* Excerpted records *
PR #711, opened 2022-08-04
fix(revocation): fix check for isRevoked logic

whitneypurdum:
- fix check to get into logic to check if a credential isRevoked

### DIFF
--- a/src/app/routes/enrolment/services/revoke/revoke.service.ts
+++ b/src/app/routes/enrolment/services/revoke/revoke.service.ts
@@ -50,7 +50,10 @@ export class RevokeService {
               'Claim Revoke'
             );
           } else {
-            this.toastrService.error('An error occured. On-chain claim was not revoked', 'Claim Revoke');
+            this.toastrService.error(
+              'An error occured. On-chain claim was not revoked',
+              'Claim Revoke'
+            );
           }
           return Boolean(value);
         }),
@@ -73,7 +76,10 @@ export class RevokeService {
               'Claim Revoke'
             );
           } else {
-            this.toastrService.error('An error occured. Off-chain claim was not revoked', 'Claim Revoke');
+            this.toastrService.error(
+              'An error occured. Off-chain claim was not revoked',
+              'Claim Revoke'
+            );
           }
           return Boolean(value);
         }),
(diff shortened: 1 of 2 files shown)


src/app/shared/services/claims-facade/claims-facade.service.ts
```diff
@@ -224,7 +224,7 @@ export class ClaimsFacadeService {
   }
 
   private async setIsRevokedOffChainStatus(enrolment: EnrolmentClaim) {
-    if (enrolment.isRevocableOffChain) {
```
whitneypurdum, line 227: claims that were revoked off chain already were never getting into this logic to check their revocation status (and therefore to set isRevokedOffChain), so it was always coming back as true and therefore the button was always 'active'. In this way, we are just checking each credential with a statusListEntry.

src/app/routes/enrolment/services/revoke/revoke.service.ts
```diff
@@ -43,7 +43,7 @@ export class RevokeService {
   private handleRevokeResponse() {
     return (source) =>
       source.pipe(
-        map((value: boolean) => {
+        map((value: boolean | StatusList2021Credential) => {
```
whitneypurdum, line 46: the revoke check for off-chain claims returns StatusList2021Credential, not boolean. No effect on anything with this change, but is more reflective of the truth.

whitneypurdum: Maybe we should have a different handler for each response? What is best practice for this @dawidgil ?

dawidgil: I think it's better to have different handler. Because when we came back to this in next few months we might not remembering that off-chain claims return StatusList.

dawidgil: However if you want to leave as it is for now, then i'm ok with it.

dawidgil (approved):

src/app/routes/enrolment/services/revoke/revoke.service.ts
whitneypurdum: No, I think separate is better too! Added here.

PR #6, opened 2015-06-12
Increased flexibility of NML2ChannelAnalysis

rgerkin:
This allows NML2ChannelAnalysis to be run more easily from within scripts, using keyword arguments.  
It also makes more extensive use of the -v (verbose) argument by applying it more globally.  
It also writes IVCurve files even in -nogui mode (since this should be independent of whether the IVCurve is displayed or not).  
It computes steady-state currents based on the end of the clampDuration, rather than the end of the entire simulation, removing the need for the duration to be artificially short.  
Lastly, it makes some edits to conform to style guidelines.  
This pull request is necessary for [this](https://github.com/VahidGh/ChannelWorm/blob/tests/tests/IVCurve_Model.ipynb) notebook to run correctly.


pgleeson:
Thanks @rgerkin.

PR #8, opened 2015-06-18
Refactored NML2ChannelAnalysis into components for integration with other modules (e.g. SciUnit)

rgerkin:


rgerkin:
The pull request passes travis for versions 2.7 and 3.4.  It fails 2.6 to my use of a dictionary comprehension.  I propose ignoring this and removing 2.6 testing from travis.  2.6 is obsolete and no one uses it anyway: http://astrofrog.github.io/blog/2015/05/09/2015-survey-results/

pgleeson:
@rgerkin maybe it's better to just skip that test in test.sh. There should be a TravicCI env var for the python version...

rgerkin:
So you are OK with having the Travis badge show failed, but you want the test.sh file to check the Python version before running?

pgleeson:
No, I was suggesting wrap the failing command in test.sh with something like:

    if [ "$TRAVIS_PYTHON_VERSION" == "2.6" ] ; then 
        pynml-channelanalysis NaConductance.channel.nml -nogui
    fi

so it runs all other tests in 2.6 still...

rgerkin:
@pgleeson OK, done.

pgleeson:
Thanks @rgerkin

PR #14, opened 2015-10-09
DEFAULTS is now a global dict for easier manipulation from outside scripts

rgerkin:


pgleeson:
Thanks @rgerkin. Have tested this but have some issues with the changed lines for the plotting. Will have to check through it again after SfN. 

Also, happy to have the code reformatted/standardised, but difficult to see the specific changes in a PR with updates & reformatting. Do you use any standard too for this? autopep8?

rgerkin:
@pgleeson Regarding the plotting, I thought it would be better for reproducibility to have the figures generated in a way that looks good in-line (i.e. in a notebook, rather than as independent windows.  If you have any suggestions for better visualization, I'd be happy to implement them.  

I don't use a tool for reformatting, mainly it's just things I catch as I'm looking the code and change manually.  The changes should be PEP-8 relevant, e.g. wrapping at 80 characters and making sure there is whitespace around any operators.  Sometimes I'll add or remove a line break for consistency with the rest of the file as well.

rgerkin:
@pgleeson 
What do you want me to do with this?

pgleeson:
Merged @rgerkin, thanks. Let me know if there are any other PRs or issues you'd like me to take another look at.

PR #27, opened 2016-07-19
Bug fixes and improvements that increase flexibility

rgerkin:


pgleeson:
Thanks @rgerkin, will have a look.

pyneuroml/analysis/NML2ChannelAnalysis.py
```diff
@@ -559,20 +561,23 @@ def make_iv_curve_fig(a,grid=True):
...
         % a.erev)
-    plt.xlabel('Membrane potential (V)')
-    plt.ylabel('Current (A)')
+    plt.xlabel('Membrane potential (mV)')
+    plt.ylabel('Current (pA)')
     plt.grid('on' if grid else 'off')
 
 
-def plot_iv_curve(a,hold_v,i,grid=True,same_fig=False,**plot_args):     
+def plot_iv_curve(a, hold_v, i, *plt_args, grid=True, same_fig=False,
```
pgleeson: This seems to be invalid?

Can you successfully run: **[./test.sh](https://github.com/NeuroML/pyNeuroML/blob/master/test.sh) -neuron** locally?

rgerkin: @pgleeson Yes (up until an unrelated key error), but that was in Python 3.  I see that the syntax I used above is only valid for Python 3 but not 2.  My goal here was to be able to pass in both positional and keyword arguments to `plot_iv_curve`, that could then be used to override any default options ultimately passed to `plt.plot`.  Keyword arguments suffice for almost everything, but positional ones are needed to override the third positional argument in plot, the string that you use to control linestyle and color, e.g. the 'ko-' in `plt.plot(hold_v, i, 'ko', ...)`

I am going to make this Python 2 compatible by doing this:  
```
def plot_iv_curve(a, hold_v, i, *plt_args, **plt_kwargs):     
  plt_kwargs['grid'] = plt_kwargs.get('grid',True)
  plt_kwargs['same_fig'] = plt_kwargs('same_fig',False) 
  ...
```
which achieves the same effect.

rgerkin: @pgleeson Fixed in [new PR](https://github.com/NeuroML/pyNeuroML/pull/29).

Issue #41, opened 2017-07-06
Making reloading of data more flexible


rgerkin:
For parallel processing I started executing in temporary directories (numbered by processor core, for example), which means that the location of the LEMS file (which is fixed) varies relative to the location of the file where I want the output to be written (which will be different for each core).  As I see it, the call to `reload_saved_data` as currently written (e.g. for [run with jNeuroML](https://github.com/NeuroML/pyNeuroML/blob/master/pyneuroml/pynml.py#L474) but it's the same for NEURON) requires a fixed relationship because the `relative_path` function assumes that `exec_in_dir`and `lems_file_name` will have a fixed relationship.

* What the task asks *
Your answer should be the lines above that contain the word "potential", copied out.

* Answer to this task *
-    plt.xlabel('Membrane potential (V)')
+    plt.xlabel('Membrane potential (mV)')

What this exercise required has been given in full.